Exercise prompt → Copy each line below in which the word "LGTM" occurs.

Data provided →
PR #1339, opened 2024-03-22
Update `README`s, housekeeping

jessebraham:
A few mostly unrelated things going on here:

- There were some crates.io patches which had snuck in (I think we should try to avoid these moving forward, but that's probably another conversation), so I have removed these and just replaced them with git dependencies
- I have updated the various `README.md` files:
    - Updated/normalized the badges
    - Simplified the READMEs as much as possible, defer to the book and documentation (which will need improving now 😉 ) wherever possible
- ~~Possibly controversial (can revert this one if needed): added a minimal `.vscode/settings.json` just to deal with the annoying TOML formatting issues~~
    - ~~`git update-index --skip-worktree .vscode/settings.json` will ignore any subsequent changes to this file, so people can modify it as needed without the changes being tracked~~
    - ~~Still kind of annoying to deal with, don't think we can do anything at the git repo level~~
    - Never mind, this is super annoying to deal with already.

I would like to try and keep the READMEs minimal I think, just because things tend to fall out of sync. If there's anything else anybody thinks is worth mentioning please let me know, I have no problem updating this further. However, as I stated, I think we should try to defer to the book and documentation whenever possible.

### DIFF
--- a/esp-hal/README.md
+++ b/esp-hal/README.md
@@ -1,59 +1,55 @@
 # esp-hal
 
 [![Crates.io](https://img.shields.io/crates/v/esp-hal?labelColor=1C2C2E&color=C96329&logo=Rust&style=flat-square)](https://crates.io/crates/esp-hal)
+[![docs.rs](https://img.shields.io/docsrs/esp-hal?labelColor=1C2C2E&color=C96329&logo=rust&style=flat-square)](https://docs.esp-rs.org/esp-hal)
+![MSRV](https://img.shields.io/badge/MSRV-1.76-blue?labelColor=1C2C2E&style=flat-square)
 ![Crates.io](https://img.shields.io/crates/l/esp-hal?labelColor=1C2C2E&style=flat-square)
 [![Matrix](https://img.shields.io/matrix/esp-rs:matrix.org?label=join%20matrix&labelColor=1C2C2E&color=BEC5C9&logo=matrix&style=flat-square)](https://matrix.to/#/#esp-rs:matrix.org)
 
-The `esp-hal` package aims to provide a safe, idiomatic Hardware Abstraction Layer (HAL) for the entire family of ESP32 devices from Espressif.
+Bare-metal (`no_std`) hardware abstraction layer for Espressif devices.
 
-This package implements both blocking and, when able, asynchronous drivers for the various peripherals. At this time the blocking APIs are used by default, with all asynchronous functionality gated behind the `async` feature. See the package documentation for more information on its features.
+Implements a number of blocking and, where applicable, async traits from the various packages in the [embedded-hal] repository.
 
-Most traits defined by the [embedded-hal] family of packages are implemented as applicable.
+For help getting started with this HAL, please refer to [The Rust on ESP Book] and the [documentation].
 
 [embedded-hal]: https://github.com/rust-embedded/embedded-hal
+[the rust on esp book]: https://docs.esp-rs.org/book/
 
 ## [Documentation]
 
 [documentation]: https://docs.esp-rs.org/esp-hal/
 
-## Usage
+## Supported Devices
 
-Before using `esp-hal`, ensure that you have configured your [development environment] correctly, and the [required tooling] has been installed.
+|   Chip   |        Datasheet         | Technical Reference Manual |             Target             |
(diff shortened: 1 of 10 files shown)


jessebraham:
Hmm something weird going on with the PACs after updating the commit hash, will investigate

esp-hal/README.md
```diff
@@ -1,59 +1,55 @@
...
 [![Matrix](https://img.shields.io/matrix/esp-rs:matrix.org?label=join%20matrix&labelColor=1C2C2E&color=BEC5C9&logo=matrix&style=flat-square)](https://matrix.to/#/#esp-rs:matrix.org)
 
-The `esp-hal` package aims to provide a safe, idiomatic Hardware Abstraction Layer (HAL) for the entire family of ESP32 devices from Espressif.
+Bare-metal (`no_std`) hardware abstraction layer for Espressif devices.
 
-This package implements both blocking and, when able, asynchronous drivers for the various peripherals. At this time the blocking APIs are used by default, with all asynchronous functionality gated behind the `async` feature. See the package documentation for more information on its features.
+Implements a number of blocking and, where applicable, async traits from the various packages in the [embedded-hal] repository.
 
-Most traits defined by the [embedded-hal] family of packages are implemented as applicable.
+For help getting started with this HAL, please refer to [The Rust on ESP Book] and the [documentation].
```
SergioGasquez, line 13: Should we also include a link here to the no_std training as getting started guide? https://docs.esp-rs.org/no_std-training/

esp-lp-hal/README.md
```diff
@@ -2,23 +2,18 @@
...
 [![Matrix](https://img.shields.io/matrix/esp-rs:matrix.org?label=join%20matrix&labelColor=1C2C2E&color=BEC5C9&logo=matrix&style=flat-square)](https://matrix.to/#/#esp-rs:matrix.org)
 
-`no_std` HAL for the low-power RISC-V coprocessors found on the ESP32-C6, ESP32-S2, and ESP32-S3 from Espressif.
+Bare-metal (`no_std`) hardware abstraction layer for the low-power RISC-V coprocessors found in the ESP32-C6, ESP32-S2, and ESP32-S3 from Espressif.
 
-Implements a number of the traits defined in [embedded-hal](https://github.com/rust-embedded/embedded-hal).
+Implements a number of blocking and, where applicable, async traits from the various packages in the [embedded-hal] repository.
 
-These devices uses the RISC-V ISA, which is officially supported by the Rust compiler via the `riscv32imc-unknown-none-elf` and `riscv32imac-unknown-none-elf` targets.
+For help getting started with this HAL, please refer to [The Rust on ESP Book] and the [documentation].
```
SergioGasquez, line 13: Since it has not been published yet, this documentation link and the header bellow are not working. I guess this is fine, but wanted to point it just in case we want to do something about.

Same happens for `esp-metadata` and `esp-build`

SergioGasquez (approved):
LGTM! I think its a good improvement and I agree on trying to keep the readmes simple and defer to other places when possible.

bjoernQ:
It shows this for all READMEs except the one in the root:

image

Maybe that's normal ... I have no idea how those badges work in detail

SergioGasquez:
> Maybe that's normal ... I have no idea how those badges work in detail

image

Works for me, although I've seen similar issues where it shows a werid messages

bjoernQ (approved):
LGTM

esp-lp-hal/README.md
jessebraham: I plan to publish these soon-ish (next few weeks probably), so figured would just get them ready to go. So yes I am aware of this and it was intentional, thank you regardless!

esp-hal/README.md
jessebraham: Possibly, I am not quite sure how much detail to go into. I think the book probably mentions the training? But I'm also not against adding it, again just trying to find a good balance here.

JurajSadel (approved):
LGTM, thank you!

jessebraham:
> Maybe that's normal ... I have no idea how those badges work in detail

This happens to me randomly, refreshing usually fixes it. Been happening for a long time, not sure why only that badge does it. There has to be some rate-limiting going on... somewhere, or something 😅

Reply to the exercise →
LGTM! I think its a good improvement and I agree on trying to keep the readmes simple and defer to other places when possible.
LGTM
LGTM, thank you!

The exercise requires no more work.